Recovering Compensation in Security Guard Negligence Cases

Posted on July 27, 2020

If an outside security company is hired to provide workplace protection, but fails to protect workers, the security company may be liable for injuries under a negligent or breach of contract claim. The following article discusses security guard negligence cases in the workplace.

Third-Party Liability for Workplace Injuries

Some workplaces are protected by third-party security companies, rather than by workplace employees. Outside private security companies are paid to protect workers from harm that may occur in the workplace. Certain types of businesses such as banks, hotels, casinos, nightclubs, jewelers, and high-end retail stores commonly employ third-party security companies for protection.

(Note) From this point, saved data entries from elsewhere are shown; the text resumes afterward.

PR #380, opened 2022-05-09
Parse (a - b) as sub BinaryOp.

anderson-joyle:
Issue #354. Please review. In theory there is nothing else missing. Sending as draft just to make sure I covered the current functions state.


src/tests/Microsoft.PowerFx.Core.Tests/ParseTests.cs
```diff
@@ -113,8 +113,8 @@ public void TexlParseStringLiteralsWithEscapableCharacters(string script)
         [InlineData("1 * 2 + 3 * 4")]
         [InlineData("1 * 2 * 3 + 4 * 5")]
         [InlineData("1 * 2 * 3 * 4 * 5")]
-        [InlineData("2 - 1", "2 + -1")]
-        [InlineData("2 - 1 - 2 - 3 - 4", "2 + -1 + -2 + -3 + -4")]
+        [InlineData("2 - 1", "2 - 1")]
```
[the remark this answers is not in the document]
anderson-joyle: Thanks for reviewing this, @MikeStall. In general, I would not remove tests. In this case, we are comparing an input expression string against its PrettyPrint string.
Since this fix is meant to replace the "add+negate" approach, this particular test case would fail.
Let me know if it makes sense.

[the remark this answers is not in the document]
MikeStall: Good point.  I see you're just changing the expected value. 
It would still be good to add these input cases:

2+ -1
-1

src/libraries/Microsoft.PowerFx.Interpreter/Functions/LibraryOperators.cs
```diff
@@ -35,6 +35,14 @@ internal static partial class Library
             returnBehavior: ReturnBehavior.AlwaysEvaluateAndReturnResult,
             targetFunction: NumericDiv);
 
+        public static readonly AsyncFunctionPtr OperatorBinarySub = StandardErrorHandling<NumberValue>(
+            expandArguments: NoArgExpansion,
+            replaceBlankValues: ReplaceBlankWithZero,
+            checkRuntimeTypes: ExactValueType<NumberValue>,
+            checkRuntimeValues: FiniteChecker,
+            returnBehavior: ReturnBehavior.AlwaysEvaluateAndReturnResult,
+            targetFunction: NumericSub);
```
MikeStall, line 44: to reduce copy & paste, I wonder if this could be wrapped in a helper like StandardMath, and then it's just

public static readonly AsyncFunctionPtr OperatorBinarySub = StandardMath(NumericSub);


And other operators here (like Add) could share that too.

MikeStall:
>                             }

Can this be cleaned up now? 
See #356 

---
Refers to: src/libraries/Microsoft.PowerFx.Core/IR/IRTranslator.cs:763 in a8e65bc. [](commit_id = a8e65bc5f4d7fcb437945f514aa136bf38571063, deletion_comment = False)

src/libraries/Microsoft.PowerFx.Interpreter/Functions/LibraryOperators.cs
anderson-joyle: > to reduce copy & paste, I wonder if this could be wrapped in a helper like StandardMath, and then it's just
> 
> public static readonly AsyncFunctionPtr OperatorBinarySub = StandardMath(NumericSub);
> 
> And other operators here (like Add) could share that too.


Is this close of what you are looking for:

Microsoft.PowerFx.Interpreter\Functions\StandardErrorHandling.cs
```
private static AsyncFunctionPtr StandardMath<T>(
            Func<IRContext, T[], FormulaValue> targetFunction)
            where T : FormulaValue
        {
            return StandardErrorHandling<T>(NoArgExpansion, ReplaceBlankWithZero, ExactValueType<NumberValue>, FiniteChecker, ReturnBehavior.AlwaysEvaluateAndReturnResult, (runner, symbolContext, irContext, args) =>
            {
                var result = targetFunction(irContext, args);
                return new ValueTask<FormulaValue>(result);
            });
        }
```

Microsoft.PowerFx.Interpreter\Functions\LibraryOperators.cs

```
public static readonly AsyncFunctionPtr OperatorBinaryAdd = StandardMath<NumberValue>(
    targetFunction: NumericAdd);

public static readonly AsyncFunctionPtr OperatorBinaryMul = StandardMath<NumberValue>(
    targetFunction: NumericMul);

public static readonly AsyncFunctionPtr OperatorBinaryDiv = StandardMath<NumberValue>(
    targetFunction: NumericDiv);

public static readonly AsyncFunctionPtr OperatorBinarySub = StandardMath<NumberValue>(
    targetFunction: NumericSub);
```


All Sub functions now invert the right arg sign and call the respective Add function. 

```
private static FormulaValue SubDateAndTime(IRContext irContext, FormulaValue[] args)
{
    var args1 = (TimeValue)args[1];

    args[1] = new TimeValue(irContext, -args1.Value);

    return AddDateAndTime(irContext, args);
}
```

src/tests/Microsoft.PowerFx.Core.Tests/ExpressionTestCases/ParseJson.txt
```diff
@@ -88,7 +88,7 @@ Blank()
 Errors: Error 0-14: Invalid argument type. Expecting one of the following: Number, Text, Boolean.|Error 17-31: Invalid argument type. Expecting one of the following: Number, Text, Boolean.
 
 >> ParseJSON("5") - ParseJSON("5")
-Errors: Error 17-31: Invalid argument type. Expecting one of the following: Number, Text, Boolean.|Error 0-14: Invalid argument type. Expecting one of the following: Number, Text, Boolean.
+Errors: Error 0-14: Invalid argument type. Expecting one of the following: Number, Text, Boolean.|Error 17-31: Invalid argument type. Expecting one of the following: Number, Text, Boolean.
```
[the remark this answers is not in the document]
lesaltzm: it looks like they didn't, just the ordering. Makes sense, since we'd visit the args slightly differently.

src/libraries/Microsoft.PowerFx.Core/Binding/Binder.cs
```diff
@@ -4188,6 +4191,120 @@ void ReportInvalidOperation()
                 }
             }
 
+            private void PostVisitBinaryOpNodeSubtraction(BinaryOpNode node)
```
lesaltzm, line 4194: Can much of this logic be shared with the addition path? It looks mostly the same, and not dependent on it being subtract (excpet for DateDiff cases)

src/libraries/Microsoft.PowerFx.Core/IR/IRTranslator.cs
```diff
@@ -823,6 +815,67 @@ private static IntermediateNode GetAddBinaryOp(IRTranslatorContext context, Texl
...
+                    case DKind.Time:
+                        if (rightType == DType.Time)
+                        {
+                            // Time - Time => in ms
+                            return new BinaryOpNode(context.GetIRContext(node), BinaryOpKind.SubNumbers, left, right);
+                        }
+                        else
+                        {
+                            // Time + Number
+                            return new BinaryOpNode(context.GetIRContext(node), BinaryOpKind.AddTimeAndMilliseconds, left, right);
```
lesaltzm, line 846: shouldn't one of these be negated, or we use a sub binary op kind?

anderson-joyle: There are new sub binary op kinds.

src/libraries/Microsoft.PowerFx.Core/IR/IRTranslator.cs
```diff
@@ -740,85 +741,128 @@ private IntermediateNode InjectCoercion(IntermediateNode child, IRTranslatorCont
...
+                Contracts.Assert(node.Op == BinaryOp.Add || node.Op == BinaryOp.Sub);
 
                 switch (leftType.Kind)
                 {
                     case DKind.Date:
                         if (rightType == DType.DateTime || rightType == DType.Date)
                         {
-                            // Date + '-DateTime' => in days
-                            // Date + '-Date' => in days
+                            Contracts.Assert(node.Op == BinaryOp.Sub);
```
lesaltzm, line 754: Consider changing these asserts to Check. Assert only runs in debug build, check runs in all builds.

src/libraries/Microsoft.PowerFx.Core/IR/Nodes/BinaryOpKind.cs
```diff
@@ -17,6 +17,11 @@ internal enum BinaryOpKind
         AddDateTimeAndDay,
         AddTimeAndMilliseconds, // Time + Number (Milliseconds)
 
+        SubNumbers,
+        SubDateAndDay,
+        SubDateTimeAndDay,
+        SubTimeAndMilliseconds, // Not yet implemented
```
lesaltzm, line 23: is this used?

src/libraries/Microsoft.PowerFx.Core/IR/IRTranslator.cs
anderson-joyle: Done.

src/libraries/Microsoft.PowerFx.Core/IR/Nodes/BinaryOpKind.cs
anderson-joyle: The first 3 yes. The SubTimeAndMilliseconds op kind has been removed.

src/tests/Microsoft.PowerFx.Core.Tests/ExpressionTestCases/arithmetic.txt
```diff
@@ -30,6 +30,9 @@
 >> 5-3
 2
 
+>> 5+-3
+2
+
```
lesaltzm, line 35: A test validating precedence would also be good, something like 
1 - 2 * 3

anderson-joyle: Extra tests have been added.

When a security company fails to provide adequate protection due to negligent actions, injury victims may be entitled to compensation for their injuries. A lawsuit can be filed by a workers’ comp lawyer against third-parties for claims of negligence and breach of contract. The following actions that may constitute negligence.

Negligent Hiring

A security company must perform thorough background checks and talk to previous employers before hiring guards to ensure they don’t have a criminal history or pose any type of security risk. If the company fails to perform criminal background checks, they may be held liable for negligent security when victims are injured by coworkers.

Negligent Training

Since security guards wear a uniform and a badge that displays certain authority, they are expected to have proper skills and training to provide protection. Armed security guards must be properly trained in the use of weapons, in case acts of violence in the workplace occur.

Negligent Supervision

A security company must have workplace safety protocols in place and make sure employees follow them while on duty. If a night security guard is supposed to make rounds every hour to check building security, but the company never verifies that, the company can be held liable for any injuries that occur on the premises, based on the guard’s negligent actions.

Negligent Retention

No matter how well a security company vets, trains, and supervises guards, they have a duty of care to remove dangerous employees. If the company knows or should have known that the guard poses a safety risk and does nothing, the company can be held liable if that failure to act causes injuries. Under Respondeat Superior, employers are responsible for harm that their employees cause, because they hired the employee.

When workplace injuries occur, workers comp lawyers can help to prove the negligent actions of an employer or third-party. Injured employees can receive compensation to pay for medical bills, lost wages, and punitive damages in some cases.